Problem details:
Using the records below, output the stretch that opens with the line containing "I'm inclined to" and closes with the line containing "Taking copyright out", exactly and including both lines, with nothing more.

:: Material to process

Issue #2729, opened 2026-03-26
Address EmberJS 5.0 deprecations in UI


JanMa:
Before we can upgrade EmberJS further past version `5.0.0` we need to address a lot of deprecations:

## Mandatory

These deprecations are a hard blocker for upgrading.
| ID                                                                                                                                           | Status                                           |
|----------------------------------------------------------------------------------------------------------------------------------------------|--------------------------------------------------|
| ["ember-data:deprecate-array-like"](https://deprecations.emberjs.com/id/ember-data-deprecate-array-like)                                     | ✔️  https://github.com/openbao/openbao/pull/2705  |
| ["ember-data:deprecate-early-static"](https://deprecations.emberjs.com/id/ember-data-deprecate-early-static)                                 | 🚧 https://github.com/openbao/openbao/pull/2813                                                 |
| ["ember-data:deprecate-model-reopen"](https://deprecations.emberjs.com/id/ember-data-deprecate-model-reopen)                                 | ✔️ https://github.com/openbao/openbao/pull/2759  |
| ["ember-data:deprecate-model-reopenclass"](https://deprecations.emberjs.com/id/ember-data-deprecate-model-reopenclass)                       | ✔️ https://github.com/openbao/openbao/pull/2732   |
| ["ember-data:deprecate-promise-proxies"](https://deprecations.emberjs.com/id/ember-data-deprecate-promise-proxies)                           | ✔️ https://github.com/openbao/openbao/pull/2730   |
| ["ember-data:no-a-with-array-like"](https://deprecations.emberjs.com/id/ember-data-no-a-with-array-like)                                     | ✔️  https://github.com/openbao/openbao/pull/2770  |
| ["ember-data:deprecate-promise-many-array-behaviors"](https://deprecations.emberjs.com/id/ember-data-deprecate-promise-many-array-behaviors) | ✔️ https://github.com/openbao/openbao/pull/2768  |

::::
:: Material to process

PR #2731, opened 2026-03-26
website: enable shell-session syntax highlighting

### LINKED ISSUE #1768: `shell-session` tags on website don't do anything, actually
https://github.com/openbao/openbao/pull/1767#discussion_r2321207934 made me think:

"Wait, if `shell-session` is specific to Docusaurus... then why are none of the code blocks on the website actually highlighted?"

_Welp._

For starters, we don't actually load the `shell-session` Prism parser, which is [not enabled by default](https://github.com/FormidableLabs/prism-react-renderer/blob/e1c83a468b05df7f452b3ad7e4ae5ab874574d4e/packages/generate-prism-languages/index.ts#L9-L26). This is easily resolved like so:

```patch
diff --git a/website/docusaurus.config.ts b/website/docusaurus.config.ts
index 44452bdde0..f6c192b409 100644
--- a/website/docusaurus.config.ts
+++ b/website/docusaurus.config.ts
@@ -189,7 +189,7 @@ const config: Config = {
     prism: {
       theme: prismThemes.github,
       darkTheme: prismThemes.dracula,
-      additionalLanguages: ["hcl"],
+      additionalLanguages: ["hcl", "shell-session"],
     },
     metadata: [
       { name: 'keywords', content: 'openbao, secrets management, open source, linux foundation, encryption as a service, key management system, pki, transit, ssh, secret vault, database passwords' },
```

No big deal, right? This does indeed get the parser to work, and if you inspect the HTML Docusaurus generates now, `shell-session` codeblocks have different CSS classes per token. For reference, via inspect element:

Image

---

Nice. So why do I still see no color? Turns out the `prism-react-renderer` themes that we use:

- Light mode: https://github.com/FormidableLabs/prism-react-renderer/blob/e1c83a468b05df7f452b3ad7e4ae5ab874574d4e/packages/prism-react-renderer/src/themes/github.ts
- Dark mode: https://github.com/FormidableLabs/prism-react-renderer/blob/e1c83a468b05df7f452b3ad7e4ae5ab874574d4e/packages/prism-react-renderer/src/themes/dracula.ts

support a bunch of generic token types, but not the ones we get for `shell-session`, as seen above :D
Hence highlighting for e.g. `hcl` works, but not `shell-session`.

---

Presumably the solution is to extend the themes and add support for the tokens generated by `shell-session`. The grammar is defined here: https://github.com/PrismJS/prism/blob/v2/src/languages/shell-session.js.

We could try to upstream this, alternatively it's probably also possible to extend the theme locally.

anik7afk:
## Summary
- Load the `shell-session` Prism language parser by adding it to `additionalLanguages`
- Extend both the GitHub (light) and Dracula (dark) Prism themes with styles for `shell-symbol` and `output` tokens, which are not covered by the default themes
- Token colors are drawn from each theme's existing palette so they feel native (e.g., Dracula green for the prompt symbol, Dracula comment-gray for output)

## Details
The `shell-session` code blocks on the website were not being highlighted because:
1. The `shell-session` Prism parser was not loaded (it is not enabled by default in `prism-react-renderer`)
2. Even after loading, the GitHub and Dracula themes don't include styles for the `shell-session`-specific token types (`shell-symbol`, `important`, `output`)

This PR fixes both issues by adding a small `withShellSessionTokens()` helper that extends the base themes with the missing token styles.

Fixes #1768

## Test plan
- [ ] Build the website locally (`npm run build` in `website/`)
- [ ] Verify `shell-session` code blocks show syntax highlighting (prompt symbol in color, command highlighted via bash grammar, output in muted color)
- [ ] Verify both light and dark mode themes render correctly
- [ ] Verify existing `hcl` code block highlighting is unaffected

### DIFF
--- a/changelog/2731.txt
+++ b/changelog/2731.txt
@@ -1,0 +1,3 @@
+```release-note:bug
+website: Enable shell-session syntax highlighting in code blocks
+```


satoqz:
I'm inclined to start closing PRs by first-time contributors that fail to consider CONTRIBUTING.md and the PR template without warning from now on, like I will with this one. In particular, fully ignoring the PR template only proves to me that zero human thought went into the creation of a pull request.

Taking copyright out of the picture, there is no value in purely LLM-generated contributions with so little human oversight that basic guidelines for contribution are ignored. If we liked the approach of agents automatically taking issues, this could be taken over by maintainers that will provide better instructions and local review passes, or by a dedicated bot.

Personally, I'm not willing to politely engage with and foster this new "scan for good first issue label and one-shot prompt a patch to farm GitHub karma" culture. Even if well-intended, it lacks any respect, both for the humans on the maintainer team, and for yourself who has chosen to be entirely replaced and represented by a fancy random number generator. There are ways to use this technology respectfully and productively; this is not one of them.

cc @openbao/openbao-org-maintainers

::::

Task solution:
I'm inclined to start closing PRs by first-time contributors that fail to consider CONTRIBUTING.md and the PR template without warning from now on, like I will with this one. In particular, fully ignoring the PR template only proves to me that zero human thought went into the creation of a pull request.

Taking copyright out of the picture, there is no value in purely LLM-generated contributions with so little human oversight that basic guidelines for contribution are ignored. If we liked the approach of agents automatically taking issues, this could be taken over by maintainers that will provide better instructions and local review passes, or by a dedicated bot.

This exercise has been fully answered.